Assigned task:
All lines of the listing that contain "element" should be shown in full.

Segment Start: Materials provided

Issue #3959, opened 2024-07-16
Formalize how to express null value in xml


ahmednfwela:
Since XML has no concept of `null`, how can we handle validating a null value (both as an attribute and as an element) ?

consider the following 3.0 schema :
```yaml
person:
  type: object
  required:
    - name
    - attrName
  properties:
    name:
      type: string
      nullable: true
    attrName:
      type: string
      nullable: true
      xml:
        attribute: true
```
notice how `required` here prevents us from removing the attribute/element

I have thought about this, and here are some of the approaches I came up with:
### Approach 1: self closing tags
```xml
<person>
  <name />
</person>
```
**Pros:** Makes sense to whoever reads it
**Cons:** Nothing i can think of, but maybe some xml parsers can consider a self-closing tag equivalent to empty string and don't distinguish between them, which means they don't survive round tripping:
e.g.
`<name />` gets represented on the way back to: `<name></name>`

### Approach 2: empty string
```xml
<person>
  <name></name>
</person>
```
**Cons:** if the property is of type string, it's not possible to distinguish between a non-null empty string and a null.
**Workaround:** force strings to be wrapped around double quotes, e.g.
- this is null:
```xml
<name></name>
```
- this is empty string:
```xml
<name>""</name>
```
- this is valid string:
```xml
<name>"hello"</name>
```
- this is non valid string
```xml
<name>hello</name>
```
Ofc this workaround is very problematic and not good since most parsers consider `""` A valid 2 character string.

### Approach 3: special marker attribute
```xml
<name xsi:nil="true"></name>
<name xsi:nil="true"/>
```
**Pros:** Can represent nulls consistently without having to check the contents of the element, this is also [how xml schema does it](https://www.w3.org/TR/xmlschema-1/#xsi_nil).
**Cons:** Size overhead of having to use `xsi:nil="true"` everywhere null is used.

### Approach 1: empty string
```xml
<person attrName="" />
```
### Approach 2: disallow nullable attributes altogether

make it that `xml.attribute: true` and `nullable: true` are mutually exclusive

Segment End: Materials provided

Answer box:
Since XML has no concept of `null`, how can we handle validating a null value (both as an attribute and as an element) ?
notice how `required` here prevents us from removing the attribute/element
**Pros:** Can represent nulls consistently without having to check the contents of the element, this is also [how xml schema does it](https://www.w3.org/TR/xmlschema-1/#xsi_nil).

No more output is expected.